#### Task data ####

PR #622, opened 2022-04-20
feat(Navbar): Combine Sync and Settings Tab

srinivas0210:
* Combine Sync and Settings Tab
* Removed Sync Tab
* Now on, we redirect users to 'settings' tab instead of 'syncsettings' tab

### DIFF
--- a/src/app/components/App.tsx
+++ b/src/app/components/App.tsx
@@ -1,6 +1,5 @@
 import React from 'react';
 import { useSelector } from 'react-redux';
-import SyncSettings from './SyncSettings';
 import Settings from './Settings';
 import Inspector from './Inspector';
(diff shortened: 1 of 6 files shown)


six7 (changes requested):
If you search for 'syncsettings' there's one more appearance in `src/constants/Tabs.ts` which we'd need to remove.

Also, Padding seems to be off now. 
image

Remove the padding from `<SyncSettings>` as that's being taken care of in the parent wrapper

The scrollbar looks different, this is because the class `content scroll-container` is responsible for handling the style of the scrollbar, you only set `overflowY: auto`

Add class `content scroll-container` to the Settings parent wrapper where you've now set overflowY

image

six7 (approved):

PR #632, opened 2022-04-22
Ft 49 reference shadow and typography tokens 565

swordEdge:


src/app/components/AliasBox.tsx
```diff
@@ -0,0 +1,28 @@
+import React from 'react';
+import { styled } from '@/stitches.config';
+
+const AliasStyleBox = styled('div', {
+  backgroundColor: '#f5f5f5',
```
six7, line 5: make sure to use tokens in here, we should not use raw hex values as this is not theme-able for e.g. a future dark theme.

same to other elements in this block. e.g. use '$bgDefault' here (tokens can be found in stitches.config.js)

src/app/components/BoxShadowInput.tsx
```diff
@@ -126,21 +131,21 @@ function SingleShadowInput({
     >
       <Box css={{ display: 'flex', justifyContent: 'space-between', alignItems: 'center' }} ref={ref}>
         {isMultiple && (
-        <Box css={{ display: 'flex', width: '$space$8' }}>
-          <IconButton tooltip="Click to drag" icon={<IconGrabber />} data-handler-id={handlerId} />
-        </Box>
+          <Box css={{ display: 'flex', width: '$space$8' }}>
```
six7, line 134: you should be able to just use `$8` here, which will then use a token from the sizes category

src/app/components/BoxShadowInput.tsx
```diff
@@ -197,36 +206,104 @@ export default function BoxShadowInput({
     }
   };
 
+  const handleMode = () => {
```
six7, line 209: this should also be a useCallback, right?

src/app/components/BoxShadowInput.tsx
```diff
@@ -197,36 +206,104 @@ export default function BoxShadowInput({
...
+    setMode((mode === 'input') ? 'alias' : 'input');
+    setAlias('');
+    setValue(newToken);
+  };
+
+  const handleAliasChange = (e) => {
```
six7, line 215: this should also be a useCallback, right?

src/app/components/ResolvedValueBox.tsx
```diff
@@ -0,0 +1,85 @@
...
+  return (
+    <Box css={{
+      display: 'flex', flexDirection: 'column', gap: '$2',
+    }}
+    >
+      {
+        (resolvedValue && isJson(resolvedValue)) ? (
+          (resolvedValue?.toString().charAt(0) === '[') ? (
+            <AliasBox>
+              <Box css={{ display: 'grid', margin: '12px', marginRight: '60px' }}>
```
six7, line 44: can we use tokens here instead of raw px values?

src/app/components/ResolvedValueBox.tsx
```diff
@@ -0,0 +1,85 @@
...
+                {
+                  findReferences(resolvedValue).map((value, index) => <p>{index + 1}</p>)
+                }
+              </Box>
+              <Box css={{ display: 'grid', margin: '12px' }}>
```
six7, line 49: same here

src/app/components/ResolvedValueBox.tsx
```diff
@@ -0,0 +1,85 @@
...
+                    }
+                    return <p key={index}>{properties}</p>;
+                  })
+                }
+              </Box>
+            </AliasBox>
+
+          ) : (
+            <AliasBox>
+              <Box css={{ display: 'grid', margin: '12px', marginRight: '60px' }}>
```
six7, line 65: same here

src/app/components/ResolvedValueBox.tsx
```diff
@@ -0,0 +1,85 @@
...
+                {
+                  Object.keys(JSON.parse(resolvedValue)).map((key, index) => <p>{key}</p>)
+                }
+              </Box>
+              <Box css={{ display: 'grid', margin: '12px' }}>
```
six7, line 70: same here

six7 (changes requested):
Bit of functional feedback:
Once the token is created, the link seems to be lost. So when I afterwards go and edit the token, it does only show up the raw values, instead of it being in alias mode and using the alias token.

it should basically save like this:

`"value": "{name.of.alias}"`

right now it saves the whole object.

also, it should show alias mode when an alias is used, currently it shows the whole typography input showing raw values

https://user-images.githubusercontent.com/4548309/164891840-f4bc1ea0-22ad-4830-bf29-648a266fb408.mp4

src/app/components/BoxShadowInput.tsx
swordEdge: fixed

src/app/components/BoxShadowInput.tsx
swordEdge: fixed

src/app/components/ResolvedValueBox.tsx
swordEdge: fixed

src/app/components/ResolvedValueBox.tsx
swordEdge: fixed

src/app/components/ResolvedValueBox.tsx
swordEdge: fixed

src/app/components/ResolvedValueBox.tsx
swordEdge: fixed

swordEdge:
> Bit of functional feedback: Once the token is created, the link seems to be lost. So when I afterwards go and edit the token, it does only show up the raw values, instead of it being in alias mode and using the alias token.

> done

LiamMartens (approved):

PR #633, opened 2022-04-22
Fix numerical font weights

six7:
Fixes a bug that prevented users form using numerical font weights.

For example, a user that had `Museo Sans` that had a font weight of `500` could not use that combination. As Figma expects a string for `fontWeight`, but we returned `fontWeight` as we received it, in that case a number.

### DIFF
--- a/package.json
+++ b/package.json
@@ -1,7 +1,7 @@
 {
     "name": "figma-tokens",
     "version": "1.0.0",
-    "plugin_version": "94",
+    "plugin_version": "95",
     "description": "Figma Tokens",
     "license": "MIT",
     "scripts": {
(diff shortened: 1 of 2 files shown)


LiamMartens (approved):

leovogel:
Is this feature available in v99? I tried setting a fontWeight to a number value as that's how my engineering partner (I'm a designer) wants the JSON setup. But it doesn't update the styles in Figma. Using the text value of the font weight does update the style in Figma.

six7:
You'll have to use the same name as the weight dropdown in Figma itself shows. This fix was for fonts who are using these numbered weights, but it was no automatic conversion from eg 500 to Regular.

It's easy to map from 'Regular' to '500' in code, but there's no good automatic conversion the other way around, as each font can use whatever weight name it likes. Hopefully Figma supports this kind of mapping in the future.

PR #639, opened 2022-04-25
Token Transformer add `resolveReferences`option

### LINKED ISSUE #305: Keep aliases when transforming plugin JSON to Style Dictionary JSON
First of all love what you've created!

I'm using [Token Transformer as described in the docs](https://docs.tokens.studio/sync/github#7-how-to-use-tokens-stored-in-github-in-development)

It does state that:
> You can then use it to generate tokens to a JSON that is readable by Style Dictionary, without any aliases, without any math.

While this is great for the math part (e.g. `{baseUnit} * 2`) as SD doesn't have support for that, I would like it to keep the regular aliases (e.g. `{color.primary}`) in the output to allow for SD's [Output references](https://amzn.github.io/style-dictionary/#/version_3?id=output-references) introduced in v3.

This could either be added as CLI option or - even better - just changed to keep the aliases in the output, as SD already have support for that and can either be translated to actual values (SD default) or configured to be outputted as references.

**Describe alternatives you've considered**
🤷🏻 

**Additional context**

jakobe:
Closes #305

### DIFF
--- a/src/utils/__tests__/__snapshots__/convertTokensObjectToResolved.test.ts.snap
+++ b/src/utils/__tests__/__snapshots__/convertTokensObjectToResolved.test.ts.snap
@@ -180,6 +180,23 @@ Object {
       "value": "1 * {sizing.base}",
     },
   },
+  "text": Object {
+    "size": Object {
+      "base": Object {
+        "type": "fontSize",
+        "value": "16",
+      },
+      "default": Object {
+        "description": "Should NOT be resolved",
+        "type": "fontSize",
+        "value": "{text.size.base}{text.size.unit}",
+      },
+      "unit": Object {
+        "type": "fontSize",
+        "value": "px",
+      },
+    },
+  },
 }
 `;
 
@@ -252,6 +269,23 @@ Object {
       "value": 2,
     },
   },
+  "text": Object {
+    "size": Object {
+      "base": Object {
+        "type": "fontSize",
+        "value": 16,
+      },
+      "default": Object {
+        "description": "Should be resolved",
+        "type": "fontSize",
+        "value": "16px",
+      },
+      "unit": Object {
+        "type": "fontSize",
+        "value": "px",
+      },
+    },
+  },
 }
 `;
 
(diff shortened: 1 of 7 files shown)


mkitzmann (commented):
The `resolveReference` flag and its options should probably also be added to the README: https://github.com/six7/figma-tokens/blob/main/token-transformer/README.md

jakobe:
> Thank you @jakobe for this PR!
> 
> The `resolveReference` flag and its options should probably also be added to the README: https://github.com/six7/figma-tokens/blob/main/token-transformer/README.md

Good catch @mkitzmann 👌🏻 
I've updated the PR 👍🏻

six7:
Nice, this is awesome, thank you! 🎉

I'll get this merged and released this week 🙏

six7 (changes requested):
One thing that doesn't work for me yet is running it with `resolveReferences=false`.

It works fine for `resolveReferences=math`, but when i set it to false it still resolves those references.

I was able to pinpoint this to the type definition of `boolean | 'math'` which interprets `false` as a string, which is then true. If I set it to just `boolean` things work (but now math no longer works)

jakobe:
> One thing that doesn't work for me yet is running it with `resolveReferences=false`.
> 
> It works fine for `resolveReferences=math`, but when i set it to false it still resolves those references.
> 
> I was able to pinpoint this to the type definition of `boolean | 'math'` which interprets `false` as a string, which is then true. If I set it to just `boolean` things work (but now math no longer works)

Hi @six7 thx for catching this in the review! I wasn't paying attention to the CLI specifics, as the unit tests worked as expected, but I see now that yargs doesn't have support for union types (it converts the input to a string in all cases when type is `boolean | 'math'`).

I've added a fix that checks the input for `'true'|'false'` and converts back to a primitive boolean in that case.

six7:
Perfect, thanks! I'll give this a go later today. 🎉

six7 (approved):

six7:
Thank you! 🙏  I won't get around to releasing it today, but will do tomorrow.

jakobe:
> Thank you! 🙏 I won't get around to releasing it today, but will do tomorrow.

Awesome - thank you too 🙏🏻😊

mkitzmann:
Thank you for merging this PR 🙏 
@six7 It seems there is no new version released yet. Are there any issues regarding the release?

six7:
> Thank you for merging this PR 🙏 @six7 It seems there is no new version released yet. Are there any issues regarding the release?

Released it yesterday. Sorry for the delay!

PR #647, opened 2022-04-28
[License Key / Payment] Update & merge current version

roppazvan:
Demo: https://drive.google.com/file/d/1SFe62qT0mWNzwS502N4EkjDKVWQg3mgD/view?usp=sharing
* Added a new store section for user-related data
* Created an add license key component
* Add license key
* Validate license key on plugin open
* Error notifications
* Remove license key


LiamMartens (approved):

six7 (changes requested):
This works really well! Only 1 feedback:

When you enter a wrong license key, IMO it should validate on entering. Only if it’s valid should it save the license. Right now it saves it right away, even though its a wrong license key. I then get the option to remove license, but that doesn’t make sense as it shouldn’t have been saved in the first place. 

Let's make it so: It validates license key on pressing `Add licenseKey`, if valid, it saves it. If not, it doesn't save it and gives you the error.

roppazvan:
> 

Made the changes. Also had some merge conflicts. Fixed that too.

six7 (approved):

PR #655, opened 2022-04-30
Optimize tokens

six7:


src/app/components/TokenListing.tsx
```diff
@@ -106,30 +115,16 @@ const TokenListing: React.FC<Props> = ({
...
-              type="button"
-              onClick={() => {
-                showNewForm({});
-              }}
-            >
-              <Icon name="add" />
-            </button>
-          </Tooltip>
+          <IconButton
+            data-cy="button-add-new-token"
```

####

[Your instructions]
Your answer must consist solely of the lines above between the line holding "Token Transformer add" and the line holding "It does state", inclusive, copied exactly.

[Exercise answer]
Token Transformer add `resolveReferences`option

### LINKED ISSUE #305: Keep aliases when transforming plugin JSON to Style Dictionary JSON
First of all love what you've created!

I'm using [Token Transformer as described in the docs](https://docs.tokens.studio/sync/github#7-how-to-use-tokens-stored-in-github-in-development)

It does state that:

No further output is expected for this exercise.